PURPOSE: The use of heat and moisture exchangers (HME) during noninvasive ventilation (NIV) can increase the work of breathing, decrease alveolar ventilation, and deliver less humidity in comparison with heated humidifiers (HH). We tested the hypothesis that the use of HH during NIV with ICU ventilators for patients with acute respiratory failure would decrease the rate of intubation (primary endpoint) as compared with HME. METHODS: We conducted a multicenter randomized controlled study in 15 centers. After stratification by center and type of respiratory failure (hypoxemic or hypercapnic), eligible patients were randomized to receive NIV with HH or HME. RESULTS: Of the 247 patients included, 128 patients were allocated to the HME group and 119 to the HH group. Patients were comparable at baseline. The intubation rate was not significantly different: 29.7% in the HME group and 36.9% in the HH group (p = 0.28). PaCO2 did not significantly differ between the two arms, even in the subgroup of hypercapnic patients.
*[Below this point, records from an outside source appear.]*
PR #734, opened 2019-03-14
rtpengine.spec: fix building dkms module on a different host kernel ver

netaskd:
fixes commit 62ec9cc
In case when DKMS package built without defined kversion, it must build module for target host current kernel version.

### DIFF
--- a/el/rtpengine.spec
+++ b/el/rtpengine.spec
@@ -72,9 +72,6 @@ BuildRequires:  gcc make redhat-rpm-config mysql-devel ffmpeg-devel
 %define binname rtpengine
 %define archname rtpengine-mr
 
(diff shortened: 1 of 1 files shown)


netaskd:
@khorsmann please test the latest force push 4cdf106 It works perfect for the both cases.

rfuchs:
Thanks for taking care of this @netaskd

kdoren:
@netaskd I tried referencing kversion and install failed on target with different kernel.  I wound up creating my own rpm specfile based on fedora specfile from @amessina  (see [(https://github.com/sipwise/rtpengine/issues/758)] ), eliminated the kversion references, and it works fine installing on target with different kernel.   Differing/changing kernel  versions is the problem that DKMS was designed to solve, it works automatically.

PR #576, opened 2019-11-29
Python Module Option Now Off in CMake

danrbailey:
As discussed here:

https://github.com/AcademySoftwareFoundation/openvdb/blame/master/tsc/meetings/2019-10-10.md#L46

Disable the Python Module in CMake by default so that it's more likely that a first time user attempting to build OpenVDB will succeed.

### DIFF
--- a/CHANGES
+++ b/CHANGES
@@ -50,6 +50,7 @@ Version 7.0.0 - In development
     - Added support for Boost versions 1.65 and later when building
       the Python module with NumPy support through CMake.
     - Improved CMake Python3 support.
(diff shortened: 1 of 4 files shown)


Idclip:
Just noticed, there's a comment at the top of the root CMakeLists.txt which states that the python module is built by default - needs to be updated with this.

danrbailey:
> Just noticed, there's a comment at the top of the root CMakeLists.txt which states that the python module is built by default - needs to be updated with this.
> 
> in build.txt, the OpenVDB Components table also needs updating

Thanks, updated!

PR #578, opened 2019-12-03
Add Houdini 18.0 to CI

danrbailey:
@jmlait - I just tried adding H18 to the CI and aside from having to install the future and lxml python modules, am now getting this error:

> CMake Error at hou/toolkit/cmake/HoudiniConfig.cmake:130 (message):
>   Error running /__w/openvdb/openvdb/hou/bin/hython: No licenses could be
>   found to run this application.
> 
>   	Please check for a valid license server host

Any ideas what might be going on? This works for H17 and H17.5, I'm not aware there's been any license server changes. :/

### DIFF
--- a/.github/workflows/build.yml
+++ b/.github/workflows/build.yml
@@ -48,6 +48,17 @@ jobs:
     - name: test
       run: cd build && ctest -V
 
+  testhou180:
+    runs-on: ubuntu-16.04
+    container:
+      image: aswf/ci-base:2019
+    steps:
+    - uses: actions/checkout@v1
+    - name: houdini
+      run: ./ci/install_houdini.sh 18.0 ${{ secrets.HOUPASS }}
+    - name: build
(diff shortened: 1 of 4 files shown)


Idclip:
The CMake function `houdini_get_default_install_dir` (and subsequently `houdini_configure_target`) now call hython to get the default install directory. In 17.5 it was implemented manually and there weren't any calls to houdini binaries (aside from sesitag).

Idclip:
I think we can bypass this by providing a value for `-D OPENVDB_HOUDINI_INSTALL_PREFIX` when executing cmake. But I do wonder whether hython should be used here at all for this task?

danrbailey:
> I think we can bypass this by providing a value for `-D OPENVDB_HOUDINI_INSTALL_PREFIX` when executing cmake. But I do wonder whether hython should be used here at all for this task?

Thanks for this suggestion, this seems to have worked fine now. Good to be testing against H18. :)

PR #579, opened 2019-12-04
Fixed a rotation order bug in tools::local_util::decompose().

danrbailey:
Re-submission of #364 with conflicts resolved (Peter's CLA checks were failing).


openvdb/tools/GridTransformer.h
```diff
@@ -267,14 +267,24 @@ class GridTransformer: public GridResampler
...
 template<typename T>
-inline bool
+inline int
 decompose(const math::Mat4<T>& m, math::Vec3<T>& scale,
     math::Vec3<T>& rotate, math::Vec3<T>& translate)
 {
-    if (!math::isAffine(m)) return false;
+    if (!math::isAffine(m)) return DECOMP_INVALID;
+
+    const auto posAngle = [](T angle) {
```
kmuseth: can you explain or motivate this functor in a brief comment. It's certainly not self explanatory to me. It seems to be replace an abs operation further down in the code - was that a bug?

openvdb/tools/GridTransformer.h
```diff
@@ -310,15 +318,14 @@ decompose(const math::Mat4<T>& m, math::Vec3<T>& scale,
         const math::Vec3<T> tmpAngle = math::eulerAngles(mat, math::XYZ_ROTATION);
 
         const math::Mat3<T> rebuild =
-            math::rotation<math::Mat3<T> >(math::Vec3<T>(1, 0, 0), tmpAngle.x()) *
-            math::rotation<math::Mat3<T> >(math::Vec3<T>(0, 1, 0), tmpAngle.y()) *
             math::rotation<math::Mat3<T> >(math::Vec3<T>(0, 0, 1), tmpAngle.z()) *
+            math::rotation<math::Mat3<T> >(math::Vec3<T>(0, 1, 0), tmpAngle.y()) *
```
kmuseth: this is a typo/bug in the old code?

CHANGES
```diff
@@ -39,6 +39,8 @@ Version 7.0.0 - In development
     - Fixed a Windows build issue in openvdb_render.
     - Fixed a non deterministic threading bug in tools::meshToVolume() during
       polygon voxelization which could result in different distance values.
+    - Fixed a rotation order bug in tools::local_util::decompose()
+      that caused it to fail to decompose some matrices.
```
Idclip: these notes need to be moved to 7.0.1

danrbailey:
@kmuseth - I don't know the answers to your questions here. I tried running the new unit test that Peter added, but without the implementation change to attempt to better understand the details, but it still passes so I'm none the wiser.

If we don't have confidence in accepting this PR without Peter's input here, we'll have to close it. 

(@pcucka)

openvdb/tools/GridTransformer.h
jmlait: From the Math.h:
Note that in our convention, XYZ means Rz * Ry * Rx.

Thus I think this new order is correct.

openvdb/tools/GridTransformer.h
jmlait: My understanding of the code as a whole:  when you have a reflection, you have the issue of how to apply it - it could be a reflection through the origin, or it could be a plane reflection + 180 degree turn.   In Houdini I know we always select reflection through the origin as the most unbiased choice, but it is also rarely the one people "mean".

The code seems to be looking for the euler angles with the minimial change from identity to find the best choice of plane reflections to introduce.

This function seems to be doing a poor-man's modulus, understandable since C++ has a poorly defined modulus for negative numbers.    However, I'm not sure that's what one wants if one wants minimal rotation.  A slight negative rotation is going to return M_PI*2 so flag as being a large rotation, so not acceptable as a solution.

I think the abs() version should be kept instead?

danrbailey:
I've modified this PR to revert back to the abs() behavior as we discussed. In fact, we ran into this issue in production recently and I can confirm that the fixing of the rotation order resolved the problem. 

@kmuseth has already approved so unless anyone has any further feedback, I'll merge this tomorrow.

PR #581, opened 2019-12-05
fixed bugs

kmuseth:


kmuseth:
@Idclip, I have tested this with ABI 6 and 7 (and actually fixed an unknown bug) but you still need to check it against Houdini builds

PR #583, opened 2019-12-09
Minor CMake + Release Process updates

Idclip:


openvdb_houdini/CMakeLists.txt
```diff
@@ -48,11 +48,6 @@ houdini_get_default_install_dir():
   Windows: $ENV{HOMEDRIVE}$ENV{HOMEPATH}\Documents\houdiniX.X
 If OFF, CMAKE_INSTALL_PREFIX is used.]=] ON)
 
-# SESITAG CMake options
-option(OPENVDB_HOUDINI_ENABLE_SESI_TAG [=[
```
danrbailey: Shouldn't we wait until we deprecate support for H17 and H17.5 to actually remove this option?

doc/CMakeLists.txt
```diff
@@ -14,6 +14,14 @@ if(POLICY CMP0074)
   cmake_policy(SET CMP0074 NEW)
 endif()
 
+# If OPENVDB_DOXYGEN_HOUDINI is set, the Houdini documentation is also
+# built. You can provide this module a value for Houdini_VERSION which will
+# take into account any conditional compiled blocks. Whilst this doesn't
+# require you to build the Houdini plugin, building from the root CMake
+# with OPENVDB_BUILD_HOUDINI_PLUGIN or USE_HOUDINI will define this value.
```
danrbailey: I would expect this value to only be set to ON if OPENVDB_BUILD_HOUDINI_PLUGIN=ON **and** OPENVDB_BUILD_DOCS=ON.

tsc/process/release.md
```diff
@@ -7,8 +7,42 @@ The following assumes that the current OpenVDB library version number is 6.0.0 a
...
-- [ ] Build the documentation (both the `doc` and `pydoc` targets) and replace the contents of `openvdb-website/contents/documentation/doxygen/` with the output.  [_This step should be automated, and the thousands of files it generates should preferably not be committed to the repository._]
+- [ ] Update `openvdb-website/index.html` with a news item announcing the release, and delete the oldest news item.  Open that page in a browser and check that the website renders correctly and that there are no broken links.
+- [ ] Build the documentation (both the `doc` and `pydoc` targets) and replace the contents of `openvdb-website/documentation/doxygen/` with the output. There are two sub folders, /search and /python. /search will be generated by the core doxygen commands. The /python folder will be built by epydoc. The python documentation requires the python module to be built and installed. Make sure you build with OPENVDB_PYTHON_WRAP_ALL_GRID_TYPES=ON, otherwise documentation will not be generated for some grid types. An example CMake command list (assuming within a nested build folder):
+
```
danrbailey: Nice to have extra clarity here, thanks!

doc/CMakeLists.txt
Idclip: The point of this option is so you don't have to have `OPENVDB_BUILD_HOUDINI_PLUGIN=ON` set, as building the Houdini plugin isn't connected to these docs

openvdb_houdini/CMakeLists.txt
Idclip: It's not removed, just deprecated (and no longer visible as an option). In my opinion it makes sense to do this now seeing as this does nothing for Houdini 18/future versions

doc/CMakeLists.txt
danrbailey: Understood. I'm saying that if you _do_ have OPENVDB_BUILD_HOUDINI_PLUGIN=ON set, it shouldn't build the Houdini docs _unless_ you also have OPENVDB_BUILD_DOCS=ON set.

openvdb_houdini/CMakeLists.txt
danrbailey: Ok, makes sense, thanks.

doc/CMakeLists.txt
Idclip: Ah gotchya - but that's the case anyway as unless OPENVDB_BUILD_DOCS is set this CMakeLists file never gets added. So no docs are built unless OPENVDB_BUILD_DOCS=ON, where by all docs are built by default irrespective of the OPENVDB_BUILD_HOUDINI_PLUGIN option

danrbailey: Sure, it's perhaps just worth adding a small caveat to make that explicit in this comment. Although it's convention for the project, the wording:

> building from the root CMake with OPENVDB_BUILD_HOUDINI_PLUGIN or USE_HOUDINI will define this value

introduces some uncertainty that could still require tracing back to the root CMakelists to find out that this file is only in use if OPENVDB_BUILD_DOCS is set. 

It's a minor thing though, I'll mark the PR as approved anyway and you can decide what to do here.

No significant difference was observed for NIV duration, ICU and hospital LOS, or ICU mortality (HME 14.1 vs. HH 21.5%, p = 0.18). CONCLUSIONS: In this study, the short-term physiological benefits of HH in comparison with HME during NIV with ICU ventilators were not observed, and no difference in intubation rate was found. The physiologic effects may have been obscured by leaks or other important factors in the clinical settings. This study does not support the recent recommendation favoring the use of HH during NIV with ICU ventilators.